The two troopers were ambushed outside a State of Pennsylvania police barracks at Blooming Grove, Pike County during a 10:50 p.m. Friday shift change, leaving one dead and another injured, with authorities scouring the densely wooded countryside and beyond on September 12, 2014, looking for the shooter or shooters.



The deceased lawman was identified as Cpl. Bryon Dickson (above) and the other fallen officer is Trooper Alex Douglass, who was hospitalized in critical but stable condition.

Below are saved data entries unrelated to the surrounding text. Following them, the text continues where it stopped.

PR #167, opened 2021-06-28
Fix bug when adding concepts not in m_allowed_tables

calmacx:
* Refresh Rules fails because of drug_exposure concepts that have been added. Now it failed to generate rules for already existing ones
image

* Stop non-allowed concepts from being added in the first place
image

### DIFF
--- a/api/mapping/services_rules.py
+++ b/api/mapping/services_rules.py
@@ -59,12 +59,18 @@ def get_omop_field(destination_field,
     Returns:
       - OmopField : the destination field object
     """
+
     #if we haven't specified the table name
     if destination_table == None:
         #look up the field from the "allowed_tables"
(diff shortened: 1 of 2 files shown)


api/mapping/services_rules.py
```diff
@@ -59,12 +59,18 @@ def get_omop_field(destination_field,
...
       - OmopField : the destination field object
     """
+
     #if we haven't specified the table name
     if destination_table == None:
         #look up the field from the "allowed_tables"
         omop_field = OmopField.objects\
-                               .filter(table__table__in=m_allowed_tables)\
-                               .get(field=destination_field)
+                              .filter(field=destination_field)
```
calmacx, line 67: this was previously crashing when None was retrieved due to the table not being in m_allowed_tables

[Bryon has the meaning "high, noble" and is a variant of Brian (Celtic, Irish, Gaelic), meaning "strength." The name Dickson means "strong leader" or "strong ruler." Alex means "protector of men," and Douglass means "dark water."]



Law enforcement officials from Pennsylvania, New York and New Jersey, rushed to the Poconos to help search on foot and by helicopter for the mystery shooter or shooters. The Blooming Grove barracks is in a wooded area, surrounded by state game lands, near Interstate 84. The Blooming Grove barracks covers most of Pike County, which runs along the Delaware River and borders New Jersey and New York.

The Pocono Mountains is a geographical, geological, and cultural region located in northeastern Pennsylvania. The name Poconos comes from the Minsi or Munsee Indian word Pokawachne (pronounced Poke Ah Waak-nay), which means "Creek Between Two Hills."

[Update:
Eric Matthew Frein (born May 3, 1983) is an American domestic terrorist and murderer, convicted and sentenced to death for the 2014 Pennsylvania State Police barracks attack in which he shot and killed one State Trooper, and seriously injured another. A letter to his parents made it clear that he hoped to spark a revolution by his actions. After being identified as a suspect three days after the shooting, Frein was the target of an extensive manhunt before being captured on the night of October 30, 2014, at an abandoned airport 48 days after the attack. He was convicted of the ambush in 2017 and sentenced to death.]

The media reported:
This is the third death of a state trooper in the Poconos area in the last 35 years.
Pennsylvania State Trooper Joshua Miller was shot and killed June 7, 2009, by a father who had kidnapped his nine-year-old son. After taking the boy from his home in Nazareth, the father led police on a chase through Northampton and Monroe counties before he was cornered on Route 611 in Tobyhanna.
An eleven-year veteran of the New Jersey State Police, Trooper Philip Lamonaco was shot and killed Dec. 21, 1981, by members of a radical environmental group, known as the United Freedom Front, during a traffic stop on Interstate 80 in Knowlton Township.